> What you are asked to do: Return the full listing, character for character.

> Exercise data:
PR #243, opened 2025-01-25
TrackID in Germanium output scheme

### LINKED ISSUE #175: Add step and track information to output
adding `trackid` and `stepid` might be useful for clustering, to preseve energy deposition order

tdixon97:
- Adds optionally trackID and parentID to the Germanium output scheme.
- Also added some basic test in the `output` folder.
- added some docstrings for that output scheme while I was there.
This closes #175 
I would like to test this a bit better by compaing to the "track" output scheme.


include/RMGGermaniumOutputScheme.hh
```diff
@@ -26,20 +26,61 @@
...
-    void StoreEvent(const G4Event*) override;
-    bool ShouldDiscardEvent(const G4Event*) override;
+
+    /** @brief Store the information from the event, invoked in @c RMGEventAction::EndOfEventAction
+     */
+    void StoreEvent(const G4Event* event) override;
+
+    /** @brief Decide where to store the event, invoked in @c RMGEventAction::EndOfEventAction
+     *  @details @c true if the event should be discarded, else @c false .
+     *  The event is discard if there is not hit in Germanium of the energy range
```
ManuelHu, line 61:
```suggestion
     *  The event is discarded if there is no hit in Germanium or the energy range
```

include/RMGGermaniumOutputScheme.hh
```diff
@@ -26,20 +26,61 @@
...
+ *  - particle type,
+ *  - time,
+ *  - position,
+ *  - energy deposition,
+ *  - distance to detector surface.
+ *
+ * Optionally, the track ID and parent track ID can be stored as well as the
+ * detector ID for the single table output mode.
+ *
+ * In addition, this class is used for stacking tracks associated with optical
```
ManuelHu, line 43:
```suggestion
 * In addition, this class can be used for stacking tracks associated with optical
```

include/RMGGermaniumOutputScheme.hh
```diff
@@ -26,20 +26,61 @@
...
+    /** @brief Sets the names of the output columns, invoked in @c RMGRunAction::SetupAnalysisManager */
     void AssignOutputNames(G4AnalysisManager* ana_man) override;
-    void StoreEvent(const G4Event*) override;
-    bool ShouldDiscardEvent(const G4Event*) override;
+
+    /** @brief Store the information from the event, invoked in @c RMGEventAction::EndOfEventAction
+     */
+    void StoreEvent(const G4Event* event) override;
+
+    /** @brief Decide where to store the event, invoked in @c RMGEventAction::EndOfEventAction
```
ManuelHu, line 59:
```suggestion
    /** @brief Decide whether to store the event, invoked in @c RMGEventAction::EndOfEventAction
```

include/RMGGermaniumDetector.hh
```diff
@@ -25,6 +25,7 @@
 #include "G4VHit.hh"
 #include "G4VSensitiveDetector.hh"
 
+/** @brief Class to store hits in the Germanium detectors, wraps @c G4VHit */
```
ManuelHu, line 28:
```suggestion
/** @brief Class to store hits in the Germanium detectors, extends @c G4VHit */
```

ManuelHu (commented):
only some minor things in the docstring. Otherwise it is fine to be merged

tdixon97:
I am not sure how useful this will be for clustering though.
- I tried generating 1 MeV electrons and shooting them at a cylinder of Ge (along z with the Ge starting at -4 mm)
- I colored the steps by trackid, 
image
This seems to be working fine in some cases, when the secondary is an electron.
However, for other secondaries this is less useful
image
For example here we have secondary tracks but we have no information on where on the primary track they are produced so its not very useful for clustering.

EricMEsch:
> I guess something like an index of which step produced this track could be needed

If I recall correctly, that is not so trivial to implement. Because you can either get the secondaries produced within a step from the mother particle's point of view. But then that information would be part of the mother particle's hit event, and you would have to find a way to reasonably organize a bunch of secondaries in that hit table to be able to retrace their origins in post-processing. (Maybe some form of output to imitate a set containing the TrackID and the corresponding Step number? But I think it would be hard to make this output look comprehensible.)

And I think in the hit event of the secondary, the parent particle does not exist anymore. You only have its ParentID stored, but that's it. So you cannot access the Step number anymore. (I might be wrong, as I did not deeply investigate this, but from my superficial point of view, it looks like that.)


> For example here we have secondary tracks but we have no information on where on the primary track they are produced so its not very useful for clustering.

I would assume that is again because in the OutputScheme, only the `PostStepPoint` is saved. So the location of creation (which would be the `PreStepPoint`) is not. That's why it works fine in some cases, because, for e.g., electrons, the first `PostStepPoint` is not very far away from the original point of creation. So if you are only interested in the location of where the Track was created, that can be accessed by `G4Track->GetVertexPosition()` and if you are interested in the global time of when it was created you can try `G4Track->GetGlobalTime() - G4Track->GetLocalTime()`. (Or access this values in the `PreStepPoint` of the first step)

EricMEsch:
Wait a second, i just checked `RMGGermaniumDetector` and we are storing the `PreStepPoint`, not the `PostStepPoint`. I must have mixed that up, in the Optical detector we store the ``PostStepPoint`. But then i do not understand what might have caused Toby's second plot? Is the first step somehow not recognized inside the sensitive volume? Is the ParentID for the red secondary the cyan track?

ManuelHu:
> So you cannot access the Step number anymore

exactly: https://geant4-forum.web.cern.ch/t/get-g4track-by-trackid/1491

> But then i do not understand what might have caused Toby's second plot? Is the first step somehow not recognized inside the sensitive volume?

a guess: we only record steps with energy deposition > 0, so it _might_ actually miss steps that are only doing elastic scattering or creating secondaries (without _direct_ energy deposition)

tdixon97:
@EricMEsch Surely what is happening is that the Bremsttralhung process doesn't deposit any energy so the first step isn't recorded?
Maybe we want to revisit that choice, could be saving these few extra steps helps a lot in interpretation / clustering

tdixon97:
Yeah adding the 0 energy step helps. For example here is a bremsstralhung track.
image
You see the step with track ID = 2, when the bremsttralhung photon is produced. Then the next steps are from the secondary interactions.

> Answer for the task:
PR #243, opened 2025-01-25
TrackID in Germanium output scheme

### LINKED ISSUE #175: Add step and track information to output
adding `trackid` and `stepid` might be useful for clustering, to preseve energy deposition order

tdixon97:
- Adds optionally trackID and parentID to the Germanium output scheme.
- Also added some basic test in the `output` folder.
- added some docstrings for that output scheme while I was there.
This closes #175 
I would like to test this a bit better by compaing to the "track" output scheme.


include/RMGGermaniumOutputScheme.hh
```diff
@@ -26,20 +26,61 @@
...
-    void StoreEvent(const G4Event*) override;
-    bool ShouldDiscardEvent(const G4Event*) override;
+
+    /** @brief Store the information from the event, invoked in @c RMGEventAction::EndOfEventAction
+     */
+    void StoreEvent(const G4Event* event) override;
+
+    /** @brief Decide where to store the event, invoked in @c RMGEventAction::EndOfEventAction
+     *  @details @c true if the event should be discarded, else @c false .
+     *  The event is discard if there is not hit in Germanium of the energy range
```
ManuelHu, line 61:
```suggestion
     *  The event is discarded if there is no hit in Germanium or the energy range
```

include/RMGGermaniumOutputScheme.hh
```diff
@@ -26,20 +26,61 @@
...
+ *  - particle type,
+ *  - time,
+ *  - position,
+ *  - energy deposition,
+ *  - distance to detector surface.
+ *
+ * Optionally, the track ID and parent track ID can be stored as well as the
+ * detector ID for the single table output mode.
+ *
+ * In addition, this class is used for stacking tracks associated with optical
```
ManuelHu, line 43:
```suggestion
 * In addition, this class can be used for stacking tracks associated with optical
```

include/RMGGermaniumOutputScheme.hh
```diff
@@ -26,20 +26,61 @@
...
+    /** @brief Sets the names of the output columns, invoked in @c RMGRunAction::SetupAnalysisManager */
     void AssignOutputNames(G4AnalysisManager* ana_man) override;
-    void StoreEvent(const G4Event*) override;
-    bool ShouldDiscardEvent(const G4Event*) override;
+
+    /** @brief Store the information from the event, invoked in @c RMGEventAction::EndOfEventAction
+     */
+    void StoreEvent(const G4Event* event) override;
+
+    /** @brief Decide where to store the event, invoked in @c RMGEventAction::EndOfEventAction
```
ManuelHu, line 59:
```suggestion
    /** @brief Decide whether to store the event, invoked in @c RMGEventAction::EndOfEventAction
```

include/RMGGermaniumDetector.hh
```diff
@@ -25,6 +25,7 @@
 #include "G4VHit.hh"
 #include "G4VSensitiveDetector.hh"
 
+/** @brief Class to store hits in the Germanium detectors, wraps @c G4VHit */
```
ManuelHu, line 28:
```suggestion
/** @brief Class to store hits in the Germanium detectors, extends @c G4VHit */
```

ManuelHu (commented):
only some minor things in the docstring. Otherwise it is fine to be merged

tdixon97:
I am not sure how useful this will be for clustering though.
- I tried generating 1 MeV electrons and shooting them at a cylinder of Ge (along z with the Ge starting at -4 mm)
- I colored the steps by trackid, 
image
This seems to be working fine in some cases, when the secondary is an electron.
However, for other secondaries this is less useful
image
For example here we have secondary tracks but we have no information on where on the primary track they are produced so its not very useful for clustering.

EricMEsch:
> I guess something like an index of which step produced this track could be needed

If I recall correctly, that is not so trivial to implement. Because you can either get the secondaries produced within a step from the mother particle's point of view. But then that information would be part of the mother particle's hit event, and you would have to find a way to reasonably organize a bunch of secondaries in that hit table to be able to retrace their origins in post-processing. (Maybe some form of output to imitate a set containing the TrackID and the corresponding Step number? But I think it would be hard to make this output look comprehensible.)

And I think in the hit event of the secondary, the parent particle does not exist anymore. You only have its ParentID stored, but that's it. So you cannot access the Step number anymore. (I might be wrong, as I did not deeply investigate this, but from my superficial point of view, it looks like that.)


> For example here we have secondary tracks but we have no information on where on the primary track they are produced so its not very useful for clustering.

I would assume that is again because in the OutputScheme, only the `PostStepPoint` is saved. So the location of creation (which would be the `PreStepPoint`) is not. That's why it works fine in some cases, because, for e.g., electrons, the first `PostStepPoint` is not very far away from the original point of creation. So if you are only interested in the location of where the Track was created, that can be accessed by `G4Track->GetVertexPosition()` and if you are interested in the global time of when it was created you can try `G4Track->GetGlobalTime() - G4Track->GetLocalTime()`. (Or access this values in the `PreStepPoint` of the first step)

EricMEsch:
Wait a second, i just checked `RMGGermaniumDetector` and we are storing the `PreStepPoint`, not the `PostStepPoint`. I must have mixed that up, in the Optical detector we store the ``PostStepPoint`. But then i do not understand what might have caused Toby's second plot? Is the first step somehow not recognized inside the sensitive volume? Is the ParentID for the red secondary the cyan track?

ManuelHu:
> So you cannot access the Step number anymore

exactly: https://geant4-forum.web.cern.ch/t/get-g4track-by-trackid/1491

> But then i do not understand what might have caused Toby's second plot? Is the first step somehow not recognized inside the sensitive volume?

a guess: we only record steps with energy deposition > 0, so it _might_ actually miss steps that are only doing elastic scattering or creating secondaries (without _direct_ energy deposition)

tdixon97:
@EricMEsch Surely what is happening is that the Bremsttralhung process doesn't deposit any energy so the first step isn't recorded?
Maybe we want to revisit that choice, could be saving these few extra steps helps a lot in interpretation / clustering

tdixon97:
Yeah adding the 0 energy step helps. For example here is a bremsstralhung track.
image
You see the step with track ID = 2, when the bremsttralhung photon is produced. Then the next steps are from the secondary interactions.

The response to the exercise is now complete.